# Greetings from New York



## bendersen (Feb 20, 2007)

Just wanted to say hi I suppose. My name is Ben Andersen, I'm 17 years old and a stage manager at my high school. I'm here primarily because I've started a mentoring program at my school for younger children (ages 10-14, primarily) in technical theatre. Every now and again, I imagine, I'll need some ideas on a certain area and this seems like a great place to get started with that.

Ciao!


----------



## gafftaper (Feb 20, 2007)

Welcome Ben, 
This is a great place to ask questions and bounce ideas off of people. There are lots of us here who love helping young folks.


----------



## Van (Feb 20, 2007)

Ditto what Gaff said. I've taught several technical theatre classes with kids andit's a ton of fun, challenging and rewarding.


----------



## gafftaper (Feb 21, 2007)

That 10-14 age group can be difficult to get to focus and learn something, however once they get it the results can be fantastic. I've seen a few junior high tech kids with AMAZING skills. If you get bit by the tech bug early it can become an all consuming passion. I've seen a 14 year old who always felt it necessary to carry a multimeter and a decibel meter in his backpack at school... and the boy could run a sound system better than I can.


----------



## dvlasak (Feb 21, 2007)

Welcome to Control Booth!!

I think it is great that you are working with younger students. Working in a high school, I feel that everyone can discover a part of themselves working on shows - and not just by being on stage.
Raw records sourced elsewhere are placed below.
Issue #5091, opened 2026-08-26
Step grading: the agent-judge fallback and the transcript join report are still unbuilt


macanderson:
## Problem

`bench/telemetry_store/grade.py` (#4751) ships phase 1 of
`doc:step-grading-and-productive-ratio` section 9 — the deterministic rule
chain, `grader_version = 'v1-deterministic'`. Phases 2 and 3 of that plan are
not built:

- **Section 6, the agent-assisted fallback.** A window no rule settles is
  written `direction = 'neutral'`, `direction_source = 'deterministic'`,
  `direction_reason = 'unclassified_floor'` — which is what phase 1 asks for,
  and it means every unclassified window currently counts toward the
  denominator as neutral. `direction_source = 'agent_judge'` and
  `'escalated_human'` are declared in the schema and written by nothing.
- **Section 8, the join report.** Pairing a grade with the transcript lines it
  judged, via `events.seq BETWEEN step_grades.event_seq_start AND
  step_grades.event_seq_end`. The columns exist and the index
  (`events_trial_idx`) covers the join; there is no reader.

## Why it is filed rather than fixed

The judge spends model tokens, so it needs a provider key and a decision about
which model grades (section 6's constraint is that it must never be the model
that authored the trial). Neither is available to a CI test, and a fallback
that cannot be tested deterministically should not be the thing that decides a
published ratio.

## What done looks like

**Section 6.** A `--grader-version v2-with-judge` path that:

- is offered only windows `v1-deterministic` wrote as `unclassified_floor`,
  never one a rule settled — assert this directly, as section 9 phase 2
  requires, rather than spot-checking it;
- sends the window's tool calls and results verbatim plus the two windows
  either side, and parses **only** the structured shape in section 6
  (`{"direction", "reason", "confidence"}`); a response that does not parse is
  a hard error for that window, never a silent `neutral`;
- writes `direction_source = 'agent_judge'` when `confidence` clears the floor
  (default 0.6) *and* does not contradict a strong deterministic signal on an
  adjacent window, and `'escalated_human'` otherwise.

**Section 8.** A report that walks a trial's `events` in `seq` order, looks up
the covering `step_grades` row per line, and renders direction in the gutter
with running time/cost totals, marking `escalated_human` rows distinctly.
Generatable as a static artifact and as a live query over the same join.

## Verify

`grade.py`'s `classify` is the seam for the judge — it returns
`(direction, reason)` and the caller stamps `direction_source`; a judge path
[...]

Issue #5089, opened 2026-08-26
Step grader cannot implement the verifier-delta rule: verifier_tests holds one snapshot per trial, so there is nothing to difference


macanderson:
## Problem

`doc:step-grading-and-productive-ratio` section 5 rule 2 is the verifier-delta
rule:

> For windows with a `verifier_tests` snapshot available before and after (CTRF
> re-run mid-trial, when the harness supports it): newly-passing test count
> increases -> `productive` (`verifier_delta:+N`); newly-failing increases ->
> `unproductive` (`verifier_delta:-N`); no change falls through.

`bench/telemetry_store/grade.py` (#4751) implements rules 1, 3, 4 and 5 and
**does not implement rule 2**, because the store holds nothing to difference.
`verifier_tests` in `bench/telemetry_store/schema.sql` is:

```sql
CREATE TABLE IF NOT EXISTS verifier_tests (
    id                TEXT PRIMARY KEY,
    trial_id          TEXT NOT NULL REFERENCES trials(trial_id) ON DELETE CASCADE,
    name              TEXT NOT NULL,
    status            TEXT,
    duration_ms       INTEGER,
    message           TEXT
);
```

No sequence, no timestamp, no window key. `ingest.py::ingest_trial` fills it
once per trial from a single `verifier/ctrf.json`, so there is exactly one
snapshot and a "before and after" does not exist. The spec's own "when the
harness supports it" is the tell: it does not, today.

## Why it matters

Rule 2 sits above rule 3 in the priority chain, and it is the only rule that
reads the benchmark's *own* grader rather than a derivation. Without it, a step
that turns a failing test green is graded by the diff-convergence substitute
instead of by the assertion that changed — a weaker signal for the exact case
the metric exists to measure.

## What done looks like

Both halves, in order:

1. **A harness that re-runs the verifier mid-trial and records each run.** This
   is upstream of this repository — the CTRF report is produced by the
   Terminal-Bench harness, and one report per trial is what it emits today.
   Decide whether a mid-trial re-run is affordable at all before building the
   store side; it is a full verifier pass per step-window.
2. **A schema change plus a spec edit in the same PR** (the rule
   `schema.sql`'s header states): `verifier_tests` gains a snapshot key —
   `(trial_id, snapshot_seq)` or an `event_seq` into `events` — and `ingest.py`
   fills it. Then `grade.py` gains `rule_verifier_delta`, slotted above
   `rule_diff_convergence` in `classify`, with a fixture test showing a
[...]

Issue #5088, opened 2026-08-26
ingest.py truncates payload_json mid-JSON, so a large event's payload cannot be parsed at all


macanderson:
## Problem

`bench/telemetry_store/ingest.py` writes every event payload as

```python
(f"{trial_id}:{seq}", trial_id, seq, t, json.dumps(e)[:20000])
```

`json.dumps(e)[:20000]` is a **character slice of a JSON document**, so any
event whose serialized form exceeds 20,000 characters is stored as a truncated
prefix that is not valid JSON. `json.loads` on that cell raises
`JSONDecodeError`. There is no marker on the row saying it happened, so a
reader cannot tell a truncated payload from a malformed one, and a reader that
catches the exception and moves on silently loses the event's whole payload.

The same shape applies to the two other truncations in `ingest_trial`, but
those are already safe because they slice a *string field* rather than a JSON
document (`(ei.get("exception_message") or "")[:2000]` and the CTRF message).
Only `payload_json` slices the document.

## Why it matters now

`bench/telemetry_store/grade.py` (added in the #4751 PR) reads `payload_json`
for every rule it runs, and the two event types whose payloads are largest are
exactly the two it most needs:

- `file_change` carries a `diff`, which is what the diff-convergence rule
  reads;
- `tool_result` carries the tool's whole output, which is what the tool-exit
  rule reads.

So the events most likely to be unreadable are the ones that decide a step's
direction. The grader counts unreadable payloads and reports them
(`grade.py::_payload`, `main`'s "event payload(s) did not parse" line) rather
than treating them as absent facts, but counting is a workaround, not a fix.

## Reproduce

```python
import json
e = {"type": "file_change", "path": "a.rs", "diff": "+" + "x" * 30000}
json.loads(json.dumps(e)[:20000])   # JSONDecodeError
```

## What done looks like

Pick one and land it with a test in `bench/telemetry_store/tests/`:

1. **Truncate the field, not the document.** Cap the large string members
   (`diff`, `output`, `text`) before `json.dumps`, so the stored cell is always
   valid JSON with a visibly shortened field, and mark the truncation in-band
   (e.g. a `"_truncated": ["diff"]` key) so a reader can tell a short diff from
   a cut one.
2. **Store the full payload.** Measure first — the drop-list in
   `DROP_EVENT_TYPES` already removed the ~99% that was streaming deltas, and
   the cap may be costing more than it saves now.

Either way the invariant to test is: **every `payload_json` cell round-trips
[...]

PR #5095, opened 2026-08-26
feat(bench): grade an ingested trial's steps, turns and execution

### LINKED ISSUE #4751: Step grading tables ship empty: the grader that fills step_grades / turn_grades / execution_grades was never built
## Problem

`bench/telemetry_store/schema.sql` ships three grading tables — `step_grades`,
`turn_grades`, `execution_grades` (schema.sql:158-290) — and nothing writes a
row to any of them. `rg 'step_grades' bench/` returns only `schema.sql`
itself; `bench/telemetry_store/` contains `ingest.py`, `conftest.py`,
`schema.sql` and `tests/`, and no grader module.

So the data model half of `doc:step-grading-and-productive-ratio` landed and
the pipeline half did not. The tables are queryable, always empty, and a
report that joins them silently returns nothing rather than failing — which is
the failure mode worth avoiding, because an empty `productive_step_ratio`
reads the same as a ratio nobody has computed yet.

Found during the `docs/` staleness pass for #4735, which moved the spec from
`docs/designs/` to `docs/spec/` and set its status to `living` with a
"built so far" note pointing here.

## What is missing

Sections §4–§9 of `doc:step-grading-and-productive-ratio`:

- **§4 Ingestion and join strategy** — walking a trial's `events` rows into
  step windows keyed `(trial_id, turn_instance, step, call_index)`, anchored on
  `StampedEvent.ts` the way `transcript.py` anchors `TranscriptState.origin_ms`.
- **§5 Deterministic scoring** — the rule-based classifiers that settle
  `direction` from artifacts already on disk (verifier deltas, loop detection,
  retry exhaustion), recording `direction_source = 'deterministic'` and
  `confidence = 1.0`.
- **§6 Agent-assisted grading fallback** — only for the residue no rule
  resolves, recording `direction_source = 'agent_judge'` with the judge's own
  confidence.
- **§7 Aggregation formulas** — the roll-ups into `turn_grades` and
  `execution_grades`, with the `NULL`-not-zero rule for `productive_step_ratio`
  when `step_count = 0`.
- **§8 Join report** — pairing a grade with the transcript lines it judged via
  `event_seq_start`/`event_seq_end`.
- **§9 Rollout and testing plan**.

## Constraints

- The spec is the contract: `schema.sql:158` cites it by id, and the DDL is
  already merged, so the grader implements the columns as written rather than
  re-deriving them. A column-shape change is a schema migration plus a spec
  edit in the same PR.
- Grading is replay-only ("replay, never perturb") — it must not steer a
  running agent and must not write back into `trials.reward`/`passed`.
- `grader_version` is the re-run key: an improved ruleset writes a new row set
  and never overwrites an old one. The unique indexes already enforce this.
- Re-reading a trial six months later must grade identically, so every
  timestamp is price-clocked from the trial's own first stamped event, never
  wall-clock read time.

## Definition of done

`bench/telemetry_store` has a grader that populates all three tables for an
ingested trial; a test ingests a fixture trial and asserts the deterministic
classifiers produce the expected `direction`/`direction_reason` rows; the
`productive_step_ratio` is `NULL` rather than `0` for a zero-step turn; and
the "Built so far" note at the top of `doc:step-grading-and-productive-ratio`
is updated to say what now runs.

macanderson:
`bench/telemetry_store/schema.sql` shipped three grading tables and nothing
wrote a row to any of them. `bench/telemetry_store/grade.py` fills them.

Closes #4751

## What runs

Phase 1 of `doc:step-grading-and-productive-ratio` §9, under
`grader_version = 'v1-deterministic'`:

- **§4 windowing and the price clock.** A window runs from the event after the
  previous `step_usage` through the `step_usage` that closes it, keyed
  `(trial_id, turn_instance, step, call_index)`. Every timestamp is
  milliseconds from the trial's own first stamped event, so a trial read today
  and one read six months from now grade identically; `graded_at` is the only
  wall-clock column.
- **§5's rule chain**, in priority order — see the gaps below for what is not
  in it.
- **§7 aggregation.** The execution ratio is summed over the turn rows rather
  than recomputed from `step_grades`, so §7's weighted-mean identity holds by
  construction. `NULL`, never `0`, when nothing was graded.
- **Cost.** Each step is priced off the same `normalized_cost` table
  `ingest.py` applies to a whole trial, carrying `ingest.py`'s own
  `cost_norm_status` vocabulary. A roll-up over any unpriced step is `NULL`
  with that step's reason, never a partial sum published as a total.

`grade.py --db bench.db [--run TAG] [--trial ID]`. Replay only: it never
touches `trials.reward` or `trials.passed`, and a test asserts that.

## What is not built, and why

Named in `grade.py`'s module docstring and in the spec's "Built so far" note,
each with an issue, rather than left as a silence:

- **§5 rule 2, verifier delta — #5089.** Not implementable against this store.
  `verifier_tests` is `(id, trial_id, name, status, duration_ms, message)`:
  one final CTRF report per trial, no window key, no sequence, no timestamp.
  There is no before and after to difference. It needs a harness that re-runs
  the verifier mid-trial plus a schema change.
- **§6 the agent judge and §8 the join report — #5091.** Phases 2 and 3. Until
  the judge exists, an unsettled window is written
  `neutral / deterministic / unclassified_floor`, which is what phase 1 asks
  for: "ruled neutral" and "no rule fired" stay tellable apart in the data. A
  test asserts no row claims `agent_judge`.
- **§5 rule 3 is implemented against a substitute** for "the trial's final
  accepted patch", which this store does not hold: a line is convergent when
  no later `file_change` on the same path undoes it. Stated in the docstring
  and in the spec note.
- **#5088** (filed by this work, not caused by it): `ingest.py` stores
  `json.dumps(event)[:20000]`, which slices a JSON document mid-string, so a
  large `file_change` or `tool_result` payload does not parse at all. The
  grader counts unreadable payloads and reports them rather than reading them
  as absent facts, and a test pins that. That is a workaround; #5088 is the
  fix.

## Witness

`bench/telemetry_store/tests/test_grade.py`. It fails on `main` at
import (`grade.py` does not exist there), so two ablations against the new
code, each making the answer **wrong** rather than constant.

**1. The NULL-not-zero rule** — `_ratio` returns `0.0` instead of `None` for a
zero-step turn:

```
        assert step_count == 0
>       assert ratio is None
E       assert 0.0 is None

bench/telemetry_store/tests/test_grade.py:333: AssertionError
FAILED ...::test_a_turn_that_graded_no_step_has_a_null_ratio_never_zero
1 failed, 1 passed, 31 deselected
```

**2. Rule 3 stops checking whether a line survived** — every added line counts
as convergent:

```
E       AssertionError: assert [(1, 1, 0, 'p...rgent:+1/-0')] == [(1, 1, 0, 'p...rgent:+1/-0')]
E         At index 1 diff: (1, 2, 0, 'productive', 'diff_convergent:+1/-0') != (1, 2, 0, 'unproductive', 'diff_divergent:+0/-1')
FAILED ...::test_an_edit_the_trial_keeps_is_productive_and_one_it_undoes_is_not
1 failed, 32 deselected
```

Restored, all green:

```
33 passed in 0.21s
```

## Coverage

`bench.yml`'s scope filter matches `^bench/` and its `telemetry_store — pytest`
step runs `bench/telemetry_store/tests`, so this diff runs the suite on CI.
`make guards-fast` is clean locally (`prose`, `left-behind`, `god-files`,
`gate-parity`, `doc-links` included); no baseline was raised and no file
approaches a size ceiling.

## Deleted tests

None.

## New dependencies

None — `grade.py` is standard library plus the price table `ingest.py` already
loads by path, so the suite still runs with `--no-project`.

## Summary by Sourcery

Implement phase-one deterministic grading for ingested trials without modifying benchmark verdicts.

New Features:
- Add deterministic replay grading for ingested trials, producing step, turn, and execution grade records.
- Classify step windows using loop/retry, diff convergence, tool-exit, and no-op rules with explicit neutral and unclassified outcomes.
- Calculate trial-relative timing, model costs, aggregation ratios, verdict alignment, and unpriceable-payload reporting.

Enhancements:
- Make grading reproducible through trial-relative timestamps, recorded pricing dates, versioned results, and replay-only database writes.
- Preserve missing measurements as NULL and prevent partial cost totals from being published as complete values.

Documentation:
- Document the phase-one grading implementation, its limitations, and the outstanding verifier, judge, and join-report work.

Tests:
- Add comprehensive coverage for windowing, rule priority, pricing, aggregation, reruns, verdict preservation, and truncated payload handling.

### DIFF
--- a/bench/telemetry_store/grade.py
+++ b/bench/telemetry_store/grade.py
@@ -1,0 +1,839 @@
+"""Grade an ingested trial's steps, turns and execution.
+
+Usage:
+    python3 grade.py --db bench.db [--run TAG] [--trial TRIAL_ID]
+        [--grader-version v1-deterministic]
+
+The second pass over a trial `ingest.py` has already loaded, implementing
+sections 4, 5, 7 and phase 1 of section 9 of
+doc:step-grading-and-productive-ratio. It reads `trials`/`events` and writes
+only `step_grades`/`turn_grades`/`execution_grades`; it never touches
+`trials.reward` or `trials.passed`, and it runs against artifacts already on
+disk rather than a live agent ("replay, never perturb").
+
+Determinism is the whole contract. Re-grading a trial six months from now must
+produce the same rows, so every timestamp here is milliseconds from the trial's
+own first stamped event and every price comes from the run date recorded on the
+trial, never from the clock this process reads. `graded_at` is the one
+wall-clock column, and it records when grading ran rather than anything about
+the trial.
+
+## What is implemented, and what is not
+
+Of the five rules in section 5, three are implemented as written, one against a
+substitute derivation, and one is not implementable from this store at all:
+
+* **Rule 1, loop/retry** — implemented as written.
+* **Rule 2, verifier delta** — NOT implemented, and not implementable here. It
+  needs a `verifier_tests` snapshot from before and after a window, and that
+  table has no window key, no sequence and no timestamp: its columns are
+  `(id, trial_id, name, status, duration_ms, message)`, one final CTRF report
+  per trial. There is nothing to difference. Tracked in #5089, which also
+  carries the harness change it depends on.
+* **Rule 3, diff convergence** — implemented against a *substitute* for "the
+  trial's final accepted patch", which is not an artifact this store holds. A
+  line a window adds counts as convergent when no later `file_change` on the
+  same path removes it, and divergent when one does; the reverse for a line it
+  removes. That answers the same question — did this edit survive? — from the
+  event stream rather than from a patch file.
+* **Rule 4, tool exit** — implemented. A nonzero shell exit is
+  `ToolOutput::Error` (witnessed by `nonzero_exit_is_error` in
+  `crates/stella-tools/src/bash.rs`), so the arm of a `tool_result` is the exit
+  signal and no prose is parsed to find it.
+* **Rule 5, no-op** — implemented, with one substitution stated in `_is_no_op`.
+
+Section 6's agent-assisted fallback is phase 2 and is absent: a window no rule
+settles is written `neutral` / `deterministic` / `unclassified_floor`, so
+"ruled neutral" and "no rule fired" stay tellable apart in the data instead of
+being folded together by a judge that does not exist yet. That fallback and
+section 8's transcript join report are #5091.
+"""
+
+from __future__ import annotations
+
+import argparse
+import json
+import sys
+
+from ingest import (
+    COST_NORM_NO_MODEL,
+    COST_NORM_NO_TOKENS,
+    COST_NORM_PRICED,
+    COST_NORM_UNPRICED_MODEL,
+    connect,
+    normalized_cost,
+    now,
+    parse_timestamp,
+)
+
+# Phase 1 of section 9: the rule chain with no judge behind it. The version is
+# the re-run key — an improved ruleset picks a new string and writes a new row
+# set beside this one rather than over it.
+GRADER_VERSION = "v1-deterministic"
+
+# Where the truncated-payload hole in `_payload` is being fixed. A constant so
+# the docstring's claim and the runtime report name the same issue.
+TRUNCATION_GAP = "#5088"
+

I wish the school district that I worked for had a decent middle school program!
Please contribute by not only asking, but also answering questions!!

Dennis


----------



## Chris15 (Mar 6, 2007)

Welcome to Controlbooth.

And I'll pretty much echo the others on the other points.


----------



## kingfisher1 (Mar 6, 2007)

hey! were nearby! i'm across the river from you


----------